- **Source records**
PR #6099, opened 2023-10-12
feat: add option to set macOS client as default for torrent files

nevack:
I think this was missing out.
I confess, I use other torrent clients from time to time, for no particular reason.
And some of them like to set itself as default app without even bothering to ask the user.

XIB diff as always is botched, so take a look at IB preview:

image

### DIFF
--- a/macosx/PrefsController.mm
+++ b/macosx/PrefsController.mm
@@ -58,6 +58,8 @@ static NSString* const kWebUIURLFormat = @"http://localhost:%ld/";
 @property(nonatomic, copy) NSString* fInitialString;
 
 @property(nonatomic) IBOutlet NSButton* fSystemPreferencesButton;
+@property(nonatomic) IBOutlet NSButton* fSetDefaultForMagnetButton;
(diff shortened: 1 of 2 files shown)


macosx/PrefsController.mm
```diff
@@ -836,14 +840,57 @@ - (void)resetWarnings:(id)sender
     //[fDefaults removeObjectForKey: @"WarningLegal"];
 }
 
-- (void)setDefaultForMagnets:(id)sender
+- (IBAction)setDefaultForMagnets:(id)sender
```
nevack, line 843: /note to self/
This way you can make action to be discoverable by Interface Builder and jump directly from code to the view that calls this action.

Coeur (approved):
Good for 4.1.0.

nevack:
@ckerr I'm pinging you on this one, as I have another PR that is based on the changes here.
I think GitHub has no concept of parent/dependent PRs, unfortunately.

nevack:
@ckerr ping again :smile:, good to go!

PR #6100, opened 2023-10-12
feat: update `TR_VCS_REVISION` when git HEAD changes

### LINKED ISSUE #5841: Question about commit version in GTK/Qt
I have just pulled the latest changes and HEAD is ec0567e09, but both GTK and Qt clients show d7473f22ed.

image

Is this an expected behavior?

tearfur:
Fixes #5841.

Before, you'd have to manually force a CMake reconfigure to update `version.h`. Now, CMake will automatically reconfigure when HEAD changed.

Verified that it is working as expected with these steps:

```bash
$ git commit -am 'test'
$ make
```

#### ~Third party source files~

~`cmake/GetGitRevisionDescription.cmake.in` and `cmake/GetGitRevisionDescription.cmake` is copied directly from https://github.com/rpavlik/cmake-modules (apart from modifying the comment to point to the correct license file). They use the Boost license, and I *think* I've got the legalities all sorted.~


ckerr:
@mikedld last chance :smile_cat:

mikedld:
I don't like relying on git internals but I don't see a better way :-\

The only comment, none of the files nor the commit message say where these files come from in case we want to update them later (PR description doesn't count). Is copy-pasting how those modules are supposed to be used? Reminds me of [gnulib](https://www.gnu.org/software/gnulib/) motto which doesn't seem ideal.

ckerr:
I don't feel strongly either for or against this PR.

@tearfur if you have ideas on how to improve the PR to address the above comment, great.

Alternatively if this is OK as-is I'm fine with it, @mikedld feel free to merge if you're happy enough

tearfur:
@mikedld Is this approach with git submodules better?

If this is good enough, then I suppose we need to fork the repo.

mikedld (approved):

ckerr:
I am travelling through the weekend so my guess is @mikedld willl have time first :man_shrugging:

mikedld:
Done: https://github.com/transmission/rpavlik-cmake-modules

tearfur:
> Done: https://github.com/transmission/rpavlik-cmake-modules

Updated to use this fork.

PR #6102, opened 2023-10-12
chore: update build instructions

tearfur:
1. Updated Transmission release verison in README.
2. Use more generic build commands (e.g. `make` -> `cmake --build`)
3. Combined commands.
4. Updated syntax highlighting.

### DIFF
--- a/README.md
+++ b/README.md
@@ -31,14 +31,16 @@ For a more detailed description, and dependencies, visit [How to Build Transmiss
 
 ### Building a Transmission release from the command line
 
-    $ tar xf transmission-4.0.4.tar.xz
-    $ cd transmission-4.0.4
-    # Use -DCMAKE_BUILD_TYPE=RelWithDebInfo to build optimized binary with debug information. (preferred)
-    # Use -DCMAKE_BUILD_TYPE=Release to build full optimized binary.
-    $ cmake -B build -DCMAKE_BUILD_TYPE=RelWithDebInfo
-    $ cd build
-    $ cmake --build .
-    $ sudo cmake --install .
+```bash
+$ tar xf transmission-4.0.4.tar.xz
+$ cd transmission-4.0.4
+# Use -DCMAKE_BUILD_TYPE=RelWithDebInfo to build optimized binary with debug information. (preferred)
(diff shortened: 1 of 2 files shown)


ckerr (approved):
LGTM.

@mikedld, not sure if you're interested in this but CC'ing you because you've reviewed README.md changes in the past

README.md
```diff
@@ -31,15 +31,16 @@ For a more detailed description, and dependencies, visit [How to Build Transmiss
...
-    $ sudo make install
+```bash
+$ tar xf transmission-4.0.4.tar.xz
+$ cd transmission-4.0.4
+# Use -DCMAKE_BUILD_TYPE=RelWithDebInfo to build optimized binary with debug information. (preferred)
+# Use -DCMAKE_BUILD_TYPE=Release to build full optimized binary.
+$ cmake -B build -DCMAKE_BUILD_TYPE=RelWithDebInfo
+$ cd build
+$ cmake --build .
+$ sudo cmake --install .
```
Coeur, line 42: You're building twice.

Can you limit it to max two instructions?
```
cmake -B build -DCMAKE_BUILD_TYPE=RelWithDebInfo
cmake -B build -DCMAKE_BUILD_TYPE=RelWithDebInfo --install
```

ckerr: I prefer using Ninja; but for the general-purpose-build-instructions-for-everyone `README.md`, it's probably better to omit any steps that aren't absolutely required.

ckerr: commenting again for clarification, I think I missed an important part: @Coeur will ninja be a build requirement due to Swift?

I'm OK with the idea, just making sure I understand correctly

Coeur: For the macOS app builds, `-G Ninja` OR `-G Xcode` will be required for Swift (`make` won't work). But ninja won't be strictly required to build: the Xcode option makes it buildable from command line without NInja.

GaryElshaw: If the current build system continues to work, shouldn't the proposed changes be added to the readme rather than replacing?

tearfur: I agree that the `README.md` build instructions should be as general as possible. Let's keep it as-is until the Swift PRs come.

PR #6334, opened 2023-12-04
fix: always use location of selected torrents in WebUI set location dialogue

### LINKED ISSUE #6330: Webclient does not show download directory properly
### What is the issue?

Expected behaviour:
When using "Set Location..." in the webclient, for each torrent that you use it for you should see that torrent's actual download location.

Observed behaviour:
For the first torrent you use "Set Location..." for, you get the actual download location. For each subsequent torrent, it shows the download location for the first torrent you viewed. The download location never gets reloaded for other torrents you view.
This is persistent until you refresh the browser.

Saw the same behaviour in 4.0.4, it was working correctly in 3.00.

Web client

4.1.0-dev (2e46bad22d) on Ubuntu 22.04.3

tearfur:
Fixes #6330

Notes: Fixed `4.0.0` bug where the WebUI "Set Location" dialogue does not auto fill the selected torrent's current download location.

### DIFF
--- a/web/src/move-dialog.js
+++ b/web/src/move-dialog.js
@@ -3,8 +3,6 @@
    or any future license endorsed by Mnemosyne LLC.
    License text can be found in the licenses/ folder. */
 
-let default_path = '';
-
 import { createDialogContainer } from './utils.js';
 
 export class MoveDialog extends EventTarget {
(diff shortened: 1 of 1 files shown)


nevack (approved):

MaartenDeen:
I installed bcc81f61c0 today and the issue seems to be fixed!

PR #6344, opened 2023-12-06
fix: create file even if not wanted

### LINKED ISSUE #6339: macOS Nightly Builds failing to download torrents with subdirectories
### What is the issue?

- **What the task asks**
Include the first line, the line containing "the changes here.", and every line between them, copied exactly from the material above; output no other line.

- **Solution to this task**
PR #6099, opened 2023-10-12
feat: add option to set macOS client as default for torrent files

nevack:
I think this was missing out.
I confess, I use other torrent clients from time to time, for no particular reason.
And some of them like to set itself as default app without even bothering to ask the user.

XIB diff as always is botched, so take a look at IB preview:

image

### DIFF
--- a/macosx/PrefsController.mm
+++ b/macosx/PrefsController.mm
@@ -58,6 +58,8 @@ static NSString* const kWebUIURLFormat = @"http://localhost:%ld/";
 @property(nonatomic, copy) NSString* fInitialString;
 
 @property(nonatomic) IBOutlet NSButton* fSystemPreferencesButton;
+@property(nonatomic) IBOutlet NSButton* fSetDefaultForMagnetButton;
(diff shortened: 1 of 2 files shown)


macosx/PrefsController.mm
```diff
@@ -836,14 +840,57 @@ - (void)resetWarnings:(id)sender
     //[fDefaults removeObjectForKey: @"WarningLegal"];
 }
 
-- (void)setDefaultForMagnets:(id)sender
+- (IBAction)setDefaultForMagnets:(id)sender
```
nevack, line 843: /note to self/
This way you can make action to be discoverable by Interface Builder and jump directly from code to the view that calls this action.

Coeur (approved):
Good for 4.1.0.

nevack:
@ckerr I'm pinging you on this one, as I have another PR that is based on the changes here.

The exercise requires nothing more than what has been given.